> **Supplied entries**
^^^^^^^^^^^^^^^^

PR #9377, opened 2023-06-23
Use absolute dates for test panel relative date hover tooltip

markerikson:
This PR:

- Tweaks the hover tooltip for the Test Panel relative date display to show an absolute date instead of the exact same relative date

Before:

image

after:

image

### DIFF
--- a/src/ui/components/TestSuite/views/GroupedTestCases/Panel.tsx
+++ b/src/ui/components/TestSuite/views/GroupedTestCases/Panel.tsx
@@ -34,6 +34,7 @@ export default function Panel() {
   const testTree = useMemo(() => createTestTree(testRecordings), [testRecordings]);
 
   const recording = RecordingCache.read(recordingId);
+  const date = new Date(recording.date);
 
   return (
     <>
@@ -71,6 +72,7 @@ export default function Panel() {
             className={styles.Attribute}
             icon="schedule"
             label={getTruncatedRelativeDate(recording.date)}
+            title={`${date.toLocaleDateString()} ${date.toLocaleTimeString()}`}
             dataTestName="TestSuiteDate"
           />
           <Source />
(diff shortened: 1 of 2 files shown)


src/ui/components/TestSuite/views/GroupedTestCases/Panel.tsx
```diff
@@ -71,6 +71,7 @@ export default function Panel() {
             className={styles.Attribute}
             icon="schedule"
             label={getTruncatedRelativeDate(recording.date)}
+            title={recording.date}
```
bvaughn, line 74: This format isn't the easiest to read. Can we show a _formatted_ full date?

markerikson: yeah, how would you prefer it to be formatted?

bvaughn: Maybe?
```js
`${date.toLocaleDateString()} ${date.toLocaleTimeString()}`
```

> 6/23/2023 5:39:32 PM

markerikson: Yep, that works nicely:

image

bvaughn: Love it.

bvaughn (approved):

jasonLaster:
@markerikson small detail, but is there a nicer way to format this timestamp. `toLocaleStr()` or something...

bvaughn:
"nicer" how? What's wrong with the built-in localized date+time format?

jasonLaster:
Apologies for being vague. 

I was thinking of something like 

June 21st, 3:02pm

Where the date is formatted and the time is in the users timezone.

^^^^^^^^^^^^^^^^

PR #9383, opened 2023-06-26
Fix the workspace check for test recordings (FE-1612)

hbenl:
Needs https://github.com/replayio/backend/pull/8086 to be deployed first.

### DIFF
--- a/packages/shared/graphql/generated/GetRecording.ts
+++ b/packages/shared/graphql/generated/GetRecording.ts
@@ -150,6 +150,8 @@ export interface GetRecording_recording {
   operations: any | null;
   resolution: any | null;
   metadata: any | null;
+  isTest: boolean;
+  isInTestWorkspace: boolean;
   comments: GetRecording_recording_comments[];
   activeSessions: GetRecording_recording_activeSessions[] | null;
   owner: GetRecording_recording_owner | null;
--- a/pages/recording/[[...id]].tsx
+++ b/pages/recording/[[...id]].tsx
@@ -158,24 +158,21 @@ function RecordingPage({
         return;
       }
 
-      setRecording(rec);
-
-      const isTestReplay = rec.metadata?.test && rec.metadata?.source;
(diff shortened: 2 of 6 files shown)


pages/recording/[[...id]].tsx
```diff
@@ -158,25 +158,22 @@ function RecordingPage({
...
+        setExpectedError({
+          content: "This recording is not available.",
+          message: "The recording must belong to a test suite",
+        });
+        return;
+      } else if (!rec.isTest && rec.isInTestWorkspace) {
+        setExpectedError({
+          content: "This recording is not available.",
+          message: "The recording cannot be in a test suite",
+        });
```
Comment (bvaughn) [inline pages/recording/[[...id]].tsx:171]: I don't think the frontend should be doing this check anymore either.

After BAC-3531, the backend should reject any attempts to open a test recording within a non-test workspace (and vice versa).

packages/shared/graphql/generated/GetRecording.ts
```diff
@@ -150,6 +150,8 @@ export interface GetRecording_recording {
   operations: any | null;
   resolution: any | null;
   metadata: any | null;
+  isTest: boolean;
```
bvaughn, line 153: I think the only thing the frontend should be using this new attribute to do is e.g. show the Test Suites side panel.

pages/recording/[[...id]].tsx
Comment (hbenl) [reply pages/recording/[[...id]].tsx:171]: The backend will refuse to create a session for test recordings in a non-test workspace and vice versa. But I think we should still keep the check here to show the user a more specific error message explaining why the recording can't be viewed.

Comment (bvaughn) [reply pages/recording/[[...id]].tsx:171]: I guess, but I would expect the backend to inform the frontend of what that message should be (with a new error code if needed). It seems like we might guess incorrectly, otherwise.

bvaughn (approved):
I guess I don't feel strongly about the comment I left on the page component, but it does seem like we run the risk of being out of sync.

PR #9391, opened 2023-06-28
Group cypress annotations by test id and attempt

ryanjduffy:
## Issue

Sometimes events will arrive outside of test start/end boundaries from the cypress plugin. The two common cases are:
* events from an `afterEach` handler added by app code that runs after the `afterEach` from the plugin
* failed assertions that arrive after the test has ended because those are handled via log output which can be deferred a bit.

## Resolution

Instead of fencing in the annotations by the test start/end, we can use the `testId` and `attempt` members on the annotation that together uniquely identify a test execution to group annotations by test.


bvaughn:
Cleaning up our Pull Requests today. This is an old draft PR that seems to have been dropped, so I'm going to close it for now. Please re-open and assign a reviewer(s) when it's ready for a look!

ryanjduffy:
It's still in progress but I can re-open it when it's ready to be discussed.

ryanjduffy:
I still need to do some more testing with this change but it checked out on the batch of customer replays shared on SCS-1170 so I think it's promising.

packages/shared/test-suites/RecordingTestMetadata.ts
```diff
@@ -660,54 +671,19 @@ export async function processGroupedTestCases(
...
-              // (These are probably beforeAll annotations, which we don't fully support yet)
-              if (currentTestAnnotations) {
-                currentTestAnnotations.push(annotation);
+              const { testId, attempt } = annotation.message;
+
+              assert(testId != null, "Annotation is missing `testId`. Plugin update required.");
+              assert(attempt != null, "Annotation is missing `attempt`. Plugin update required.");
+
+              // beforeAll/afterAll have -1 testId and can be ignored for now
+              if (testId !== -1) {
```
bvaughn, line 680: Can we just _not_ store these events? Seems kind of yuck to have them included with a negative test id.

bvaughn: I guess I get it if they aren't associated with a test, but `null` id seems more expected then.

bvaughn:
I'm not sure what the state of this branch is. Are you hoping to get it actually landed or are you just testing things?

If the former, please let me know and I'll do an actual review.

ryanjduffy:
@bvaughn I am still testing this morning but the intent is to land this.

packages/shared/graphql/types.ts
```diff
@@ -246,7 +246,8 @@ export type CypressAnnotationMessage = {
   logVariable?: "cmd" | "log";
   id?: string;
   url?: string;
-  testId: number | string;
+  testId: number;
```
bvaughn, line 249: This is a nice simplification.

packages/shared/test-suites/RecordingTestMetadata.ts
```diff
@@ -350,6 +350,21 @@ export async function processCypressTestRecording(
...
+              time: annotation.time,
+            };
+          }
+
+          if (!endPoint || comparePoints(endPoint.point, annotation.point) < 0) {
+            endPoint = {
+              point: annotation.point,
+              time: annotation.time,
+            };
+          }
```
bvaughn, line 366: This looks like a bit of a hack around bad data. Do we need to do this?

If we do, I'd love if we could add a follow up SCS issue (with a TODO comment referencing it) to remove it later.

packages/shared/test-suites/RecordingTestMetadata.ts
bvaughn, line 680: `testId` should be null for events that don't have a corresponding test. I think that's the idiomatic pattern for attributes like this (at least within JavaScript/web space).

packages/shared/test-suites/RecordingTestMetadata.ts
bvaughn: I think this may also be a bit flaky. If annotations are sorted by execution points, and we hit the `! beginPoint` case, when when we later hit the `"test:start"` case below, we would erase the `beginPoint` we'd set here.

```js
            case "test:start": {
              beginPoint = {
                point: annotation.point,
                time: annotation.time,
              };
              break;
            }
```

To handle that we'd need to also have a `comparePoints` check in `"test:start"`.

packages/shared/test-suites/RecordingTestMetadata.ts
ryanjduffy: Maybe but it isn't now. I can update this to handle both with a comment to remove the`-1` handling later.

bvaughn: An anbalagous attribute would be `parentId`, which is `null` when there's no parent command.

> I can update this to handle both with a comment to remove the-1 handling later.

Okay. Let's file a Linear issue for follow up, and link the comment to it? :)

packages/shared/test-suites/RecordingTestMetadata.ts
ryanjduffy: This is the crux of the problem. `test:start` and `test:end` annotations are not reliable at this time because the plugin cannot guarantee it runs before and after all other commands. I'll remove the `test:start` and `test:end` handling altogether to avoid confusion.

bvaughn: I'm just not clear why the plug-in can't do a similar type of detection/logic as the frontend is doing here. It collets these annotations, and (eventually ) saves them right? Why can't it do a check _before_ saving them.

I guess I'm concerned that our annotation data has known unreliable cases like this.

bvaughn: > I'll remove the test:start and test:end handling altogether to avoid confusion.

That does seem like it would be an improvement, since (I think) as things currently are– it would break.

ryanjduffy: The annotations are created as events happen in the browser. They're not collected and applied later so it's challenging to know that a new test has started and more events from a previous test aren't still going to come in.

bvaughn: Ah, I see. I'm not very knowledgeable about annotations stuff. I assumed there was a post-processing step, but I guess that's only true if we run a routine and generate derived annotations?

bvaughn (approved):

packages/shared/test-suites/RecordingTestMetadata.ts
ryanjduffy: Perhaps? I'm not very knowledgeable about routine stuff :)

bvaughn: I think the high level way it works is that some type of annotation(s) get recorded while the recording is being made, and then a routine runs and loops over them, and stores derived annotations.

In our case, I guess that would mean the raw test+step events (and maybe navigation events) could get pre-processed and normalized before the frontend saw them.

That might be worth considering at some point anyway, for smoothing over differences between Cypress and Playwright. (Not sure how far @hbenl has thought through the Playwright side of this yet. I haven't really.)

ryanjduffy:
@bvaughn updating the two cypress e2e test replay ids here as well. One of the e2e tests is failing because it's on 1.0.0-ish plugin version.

^^^^^^^^^^^^^^^^

> **Problem statement**
Provide the count, and nothing else, of lines in the data above where the word "derived" occurs.

> **Written response**
2